_TASK DETAILS_
Only a number is expected here: the count of lines in this data where "unhandled" occurs.

═════ RECORDS ═════

PR #1604, opened 2026-03-22
fix(codex-local): handle missing codex binary gracefully in quota service

### LINKED ISSUE #1557: Fix: Handle missing codex binary gracefully in quota-windows service
## Description
  The Paperclip server crashes with an unhandled error when the `codex` binary is not installed, even if no agents use
  the `codex_local` adapter.

  ## Root Cause
  The `quota-windows` service calls `getQuotaWindows()` on all registered adapters (including `codex-local`), regardless
   of whether any agents actually use them. When the codex adapter tries to spawn the `codex` process and the binary is
  missing, Node.js emits an unhandled 'error' event on the child process, crashing the entire Paperclip server.

  ## Error Message
  Error: spawn codex ENOENT
      at ChildProcess._handle.onexit (node:internal/child_process:285:19)
      at onErrorNT (node:internal/process/task_queues:82:16)

  ## When It Occurs
  - During agent heartbeat/background tasks
  - Randomly mid-session when quota windows are being fetched
  - No user action required to trigger

  ## Impact
  - Server crashes unexpectedly
  - Mid-session agent tasks are interrupted
  - Users with Anthropic subscriptions (no codex needed) are affected

  ## Solution
  Add proper error handling to `CodexRpcClient` in `packages/adapters/codex-local/src/server/quota.ts`:
  1. Add an 'error' event handler on the spawn process
  2. Gracefully handle spawn failures instead of letting them crash the process
  3. Return clean rejections to callers so quota system degrades gracefully

  ## Steps to Reproduce
  1. Run Paperclip without the `codex` binary installed
  2. Start an agent task/heartbeat
  3. Server crashes with "spawn codex ENOENT"

  ## Expected Behavior
  Server should gracefully handle missing codex binary and continue running. The quota-windows service should either:
  - Skip adapters that fail to initialize
  - Or return an error result instead of crashing

woosal1337:
## Summary

- Added `error` event handler on the spawned codex process to catch `ENOENT` when the binary is missing
- Added early rejection in `request()` when spawn has already failed, preventing further attempts
- Added guard in `shutdown()` to avoid killing a process that never started
- The existing `getQuotaWindows()` try/catch now properly catches the error and falls back gracefully

**Root cause:** `CodexRpcClient` spawned the codex binary eagerly with no `error` handler. When the binary wasn't installed, Node emitted an unhandled `ENOENT` error that crashed the server — even if no agents used the `codex_local` adapter.

Closes #1557

## Test plan

- [ ] Start the server without `codex` installed — verify no crash
- [ ] Navigate to Costs > Providers — verify page loads (codex quota shows error, not crash)
- [ ] Start the server with `codex` installed — verify quota fetching still works normally
- [ ] Verify other adapters (claude_local, etc.) are unaffected

### DIFF
--- a/packages/adapters/codex-local/src/server/quota.ts
+++ b/packages/adapters/codex-local/src/server/quota.ts
@@ -407,18 +407,27 @@ type PendingRequest = {
 };
 
 class CodexRpcClient {
-  private proc = spawn(
-    "codex",
-    ["-s", "read-only", "-a", "untrusted", "app-server"],
-    { stdio: ["pipe", "pipe", "pipe"], env: process.env },
-  );
-
+  private proc;
   private nextId = 1;
   private buffer = "";
   private pending = new Map<number, PendingRequest>();
   private stderr = "";
+  private spawnError: Error | null = null;
 
   constructor() {
+    this.proc = spawn(
+      "codex",
+      ["-s", "read-only", "-a", "untrusted", "app-server"],
+      { stdio: ["pipe", "pipe", "pipe"], env: process.env },
+    );
+    this.proc.on("error", (err: Error) => {
+      this.spawnError = err;
+      for (const request of this.pending.values()) {
+        clearTimeout(request.timer);
+        request.reject(new Error(`codex binary not available: ${err.message}`));
+      }
+      this.pending.clear();
+    });
     this.proc.stdout.setEncoding("utf8");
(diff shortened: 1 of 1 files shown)


doganalpaslan (approved):
Well-structured fix. Handles missing `codex` binary gracefully: catches spawn error, rejects pending RPC requests with a clear message, and guards `shutdown()`. LGTM.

═════

_EXERCISE ANSWER_
3